[Collected data entries]

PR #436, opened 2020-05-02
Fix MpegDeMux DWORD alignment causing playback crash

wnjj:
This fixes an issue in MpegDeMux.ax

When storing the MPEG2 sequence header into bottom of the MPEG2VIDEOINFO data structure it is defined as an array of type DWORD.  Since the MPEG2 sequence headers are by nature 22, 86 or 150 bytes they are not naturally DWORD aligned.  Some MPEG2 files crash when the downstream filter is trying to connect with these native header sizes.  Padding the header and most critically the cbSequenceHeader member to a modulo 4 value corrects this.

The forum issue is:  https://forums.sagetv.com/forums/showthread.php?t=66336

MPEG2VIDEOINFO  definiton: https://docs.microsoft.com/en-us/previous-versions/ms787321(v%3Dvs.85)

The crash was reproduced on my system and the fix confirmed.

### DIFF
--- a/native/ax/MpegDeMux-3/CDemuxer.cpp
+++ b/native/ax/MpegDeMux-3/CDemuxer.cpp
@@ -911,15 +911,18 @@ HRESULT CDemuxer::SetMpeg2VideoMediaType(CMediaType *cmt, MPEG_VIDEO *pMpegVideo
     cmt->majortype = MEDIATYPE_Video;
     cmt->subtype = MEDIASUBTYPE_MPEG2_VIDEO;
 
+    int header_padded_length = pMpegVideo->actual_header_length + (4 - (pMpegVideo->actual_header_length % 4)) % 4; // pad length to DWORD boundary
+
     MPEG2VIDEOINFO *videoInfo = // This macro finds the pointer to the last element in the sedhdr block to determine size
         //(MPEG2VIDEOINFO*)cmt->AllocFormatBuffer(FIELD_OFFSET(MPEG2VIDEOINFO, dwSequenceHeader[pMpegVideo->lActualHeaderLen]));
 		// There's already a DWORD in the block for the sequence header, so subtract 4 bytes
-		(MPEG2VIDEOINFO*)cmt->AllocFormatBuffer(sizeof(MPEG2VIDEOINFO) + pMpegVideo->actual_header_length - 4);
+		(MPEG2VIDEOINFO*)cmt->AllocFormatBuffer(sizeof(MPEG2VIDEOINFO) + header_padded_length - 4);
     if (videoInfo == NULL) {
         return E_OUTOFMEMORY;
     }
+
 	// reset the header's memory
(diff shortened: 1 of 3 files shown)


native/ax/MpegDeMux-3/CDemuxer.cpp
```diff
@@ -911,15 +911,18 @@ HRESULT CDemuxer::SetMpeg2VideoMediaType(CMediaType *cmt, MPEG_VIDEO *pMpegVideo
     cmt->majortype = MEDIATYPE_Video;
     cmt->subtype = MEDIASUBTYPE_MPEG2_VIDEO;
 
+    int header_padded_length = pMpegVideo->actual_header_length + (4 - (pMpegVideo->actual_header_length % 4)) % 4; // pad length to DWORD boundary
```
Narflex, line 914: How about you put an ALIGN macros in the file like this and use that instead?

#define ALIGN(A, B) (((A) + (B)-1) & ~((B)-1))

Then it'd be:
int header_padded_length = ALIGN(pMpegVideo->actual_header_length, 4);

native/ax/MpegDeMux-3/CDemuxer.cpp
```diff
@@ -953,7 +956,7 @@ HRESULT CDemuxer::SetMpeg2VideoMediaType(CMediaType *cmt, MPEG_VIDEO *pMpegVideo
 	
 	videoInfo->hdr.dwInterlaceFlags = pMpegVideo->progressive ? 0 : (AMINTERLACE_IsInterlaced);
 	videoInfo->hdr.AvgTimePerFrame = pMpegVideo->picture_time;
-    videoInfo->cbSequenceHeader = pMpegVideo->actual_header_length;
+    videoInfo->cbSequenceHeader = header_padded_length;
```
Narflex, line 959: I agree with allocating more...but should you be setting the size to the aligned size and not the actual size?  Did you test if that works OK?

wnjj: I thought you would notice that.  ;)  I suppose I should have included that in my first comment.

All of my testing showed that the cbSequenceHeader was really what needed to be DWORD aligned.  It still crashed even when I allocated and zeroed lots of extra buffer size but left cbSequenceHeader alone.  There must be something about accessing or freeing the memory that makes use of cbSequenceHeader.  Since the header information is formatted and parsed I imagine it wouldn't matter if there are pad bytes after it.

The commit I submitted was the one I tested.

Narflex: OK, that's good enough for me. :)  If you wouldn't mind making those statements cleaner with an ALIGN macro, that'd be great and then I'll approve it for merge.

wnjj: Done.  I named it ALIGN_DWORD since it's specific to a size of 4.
--
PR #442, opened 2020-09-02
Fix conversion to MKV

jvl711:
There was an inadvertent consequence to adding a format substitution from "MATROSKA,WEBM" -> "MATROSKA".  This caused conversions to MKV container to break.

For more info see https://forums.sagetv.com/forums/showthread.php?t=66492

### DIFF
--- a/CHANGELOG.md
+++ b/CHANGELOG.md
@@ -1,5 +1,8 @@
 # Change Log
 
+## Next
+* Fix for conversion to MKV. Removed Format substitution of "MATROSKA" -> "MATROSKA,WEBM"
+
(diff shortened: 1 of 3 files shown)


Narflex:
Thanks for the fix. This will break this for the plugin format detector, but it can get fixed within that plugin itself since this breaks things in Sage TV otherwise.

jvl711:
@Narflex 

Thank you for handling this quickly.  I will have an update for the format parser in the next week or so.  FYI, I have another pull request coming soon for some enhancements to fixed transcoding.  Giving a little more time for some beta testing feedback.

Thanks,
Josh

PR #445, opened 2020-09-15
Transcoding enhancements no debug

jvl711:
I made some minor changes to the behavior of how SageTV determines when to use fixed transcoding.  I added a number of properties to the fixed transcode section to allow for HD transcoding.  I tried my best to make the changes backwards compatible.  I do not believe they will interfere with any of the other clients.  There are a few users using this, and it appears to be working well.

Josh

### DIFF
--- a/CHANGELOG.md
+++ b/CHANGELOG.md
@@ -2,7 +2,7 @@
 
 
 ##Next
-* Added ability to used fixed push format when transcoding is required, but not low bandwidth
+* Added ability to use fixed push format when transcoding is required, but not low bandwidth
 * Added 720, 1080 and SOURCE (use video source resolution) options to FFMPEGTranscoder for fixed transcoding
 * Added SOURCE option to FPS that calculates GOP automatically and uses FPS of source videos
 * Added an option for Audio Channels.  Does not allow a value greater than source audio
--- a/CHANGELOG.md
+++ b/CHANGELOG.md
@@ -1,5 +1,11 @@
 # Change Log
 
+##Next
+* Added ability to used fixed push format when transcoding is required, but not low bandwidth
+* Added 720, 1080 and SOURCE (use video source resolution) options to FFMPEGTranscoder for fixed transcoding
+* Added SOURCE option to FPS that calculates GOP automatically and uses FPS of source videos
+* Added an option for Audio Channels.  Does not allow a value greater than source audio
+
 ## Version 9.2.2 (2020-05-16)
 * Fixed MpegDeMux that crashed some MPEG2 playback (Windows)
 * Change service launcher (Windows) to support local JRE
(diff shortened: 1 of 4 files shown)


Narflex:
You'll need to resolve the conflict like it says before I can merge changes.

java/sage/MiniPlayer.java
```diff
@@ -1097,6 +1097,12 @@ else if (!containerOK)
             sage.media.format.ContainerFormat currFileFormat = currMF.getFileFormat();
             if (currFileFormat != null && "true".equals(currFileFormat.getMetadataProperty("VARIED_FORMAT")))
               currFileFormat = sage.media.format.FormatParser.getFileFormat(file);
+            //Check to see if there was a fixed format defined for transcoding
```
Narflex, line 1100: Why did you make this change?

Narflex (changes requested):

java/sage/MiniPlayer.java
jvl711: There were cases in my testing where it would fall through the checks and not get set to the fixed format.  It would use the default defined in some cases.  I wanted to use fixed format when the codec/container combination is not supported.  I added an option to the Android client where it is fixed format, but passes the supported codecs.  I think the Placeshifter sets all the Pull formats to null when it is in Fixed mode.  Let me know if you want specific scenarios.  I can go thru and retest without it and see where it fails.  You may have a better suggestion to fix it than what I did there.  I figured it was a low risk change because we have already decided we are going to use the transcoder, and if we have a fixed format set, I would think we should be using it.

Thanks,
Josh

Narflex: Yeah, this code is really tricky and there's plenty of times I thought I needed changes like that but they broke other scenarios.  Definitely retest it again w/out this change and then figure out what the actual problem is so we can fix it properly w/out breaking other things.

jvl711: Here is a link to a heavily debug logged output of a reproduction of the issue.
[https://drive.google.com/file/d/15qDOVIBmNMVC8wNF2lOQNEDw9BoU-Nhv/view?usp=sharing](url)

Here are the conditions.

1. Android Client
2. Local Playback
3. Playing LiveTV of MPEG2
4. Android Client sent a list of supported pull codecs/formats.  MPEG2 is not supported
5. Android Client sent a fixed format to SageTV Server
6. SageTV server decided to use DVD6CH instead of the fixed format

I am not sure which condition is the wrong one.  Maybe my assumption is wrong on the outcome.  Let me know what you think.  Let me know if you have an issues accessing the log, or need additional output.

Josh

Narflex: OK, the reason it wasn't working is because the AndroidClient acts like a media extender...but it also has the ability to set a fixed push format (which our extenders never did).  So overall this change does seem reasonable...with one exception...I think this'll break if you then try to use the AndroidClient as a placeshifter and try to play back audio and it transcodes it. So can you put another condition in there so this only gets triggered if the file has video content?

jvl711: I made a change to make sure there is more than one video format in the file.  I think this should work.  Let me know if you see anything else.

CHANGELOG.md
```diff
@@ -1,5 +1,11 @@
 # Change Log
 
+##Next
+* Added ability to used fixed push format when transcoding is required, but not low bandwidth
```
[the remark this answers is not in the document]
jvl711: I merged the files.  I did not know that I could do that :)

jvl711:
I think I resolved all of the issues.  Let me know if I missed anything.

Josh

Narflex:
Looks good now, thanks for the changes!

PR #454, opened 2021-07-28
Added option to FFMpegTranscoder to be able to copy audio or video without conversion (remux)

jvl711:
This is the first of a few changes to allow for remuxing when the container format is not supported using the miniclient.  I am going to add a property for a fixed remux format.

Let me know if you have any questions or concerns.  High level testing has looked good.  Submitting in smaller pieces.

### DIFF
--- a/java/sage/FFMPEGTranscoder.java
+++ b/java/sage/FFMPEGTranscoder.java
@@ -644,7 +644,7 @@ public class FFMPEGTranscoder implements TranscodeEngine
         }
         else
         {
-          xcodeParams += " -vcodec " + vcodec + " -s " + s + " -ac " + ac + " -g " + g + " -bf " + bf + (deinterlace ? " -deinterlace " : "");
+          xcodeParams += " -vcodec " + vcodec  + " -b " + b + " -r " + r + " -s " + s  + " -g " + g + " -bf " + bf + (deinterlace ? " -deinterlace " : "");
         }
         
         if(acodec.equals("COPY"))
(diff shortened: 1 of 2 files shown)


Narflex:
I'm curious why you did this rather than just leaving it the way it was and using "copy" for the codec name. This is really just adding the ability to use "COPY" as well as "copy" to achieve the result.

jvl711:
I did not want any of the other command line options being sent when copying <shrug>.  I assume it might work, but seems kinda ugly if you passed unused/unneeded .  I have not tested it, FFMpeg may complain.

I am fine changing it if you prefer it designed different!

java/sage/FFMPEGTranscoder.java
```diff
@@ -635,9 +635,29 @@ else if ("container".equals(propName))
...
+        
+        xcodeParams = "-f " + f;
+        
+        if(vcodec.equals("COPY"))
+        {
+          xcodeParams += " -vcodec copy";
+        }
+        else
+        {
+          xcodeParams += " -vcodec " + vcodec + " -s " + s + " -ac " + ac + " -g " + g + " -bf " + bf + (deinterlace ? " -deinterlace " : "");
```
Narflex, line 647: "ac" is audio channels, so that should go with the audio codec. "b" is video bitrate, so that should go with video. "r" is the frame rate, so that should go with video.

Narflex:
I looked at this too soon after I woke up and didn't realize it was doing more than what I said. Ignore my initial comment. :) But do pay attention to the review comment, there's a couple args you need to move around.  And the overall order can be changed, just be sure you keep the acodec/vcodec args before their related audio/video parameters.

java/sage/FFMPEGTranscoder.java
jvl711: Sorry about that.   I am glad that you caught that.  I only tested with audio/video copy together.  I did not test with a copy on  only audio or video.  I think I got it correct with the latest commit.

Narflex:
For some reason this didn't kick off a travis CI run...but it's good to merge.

• [What is expected]: List all lines from the entries that include the word "tested".

• [Solution to this task]:
The commit I submitted was the one I tested.
I did not want any of the other command line options being sent when copying <shrug>.  I assume it might work, but seems kinda ugly if you passed unused/unneeded .  I have not tested it, FFMpeg may complain.
jvl711: Sorry about that.   I am glad that you caught that.  I only tested with audio/video copy together.  I did not test with a copy on  only audio or video.  I think I got it correct with the latest commit.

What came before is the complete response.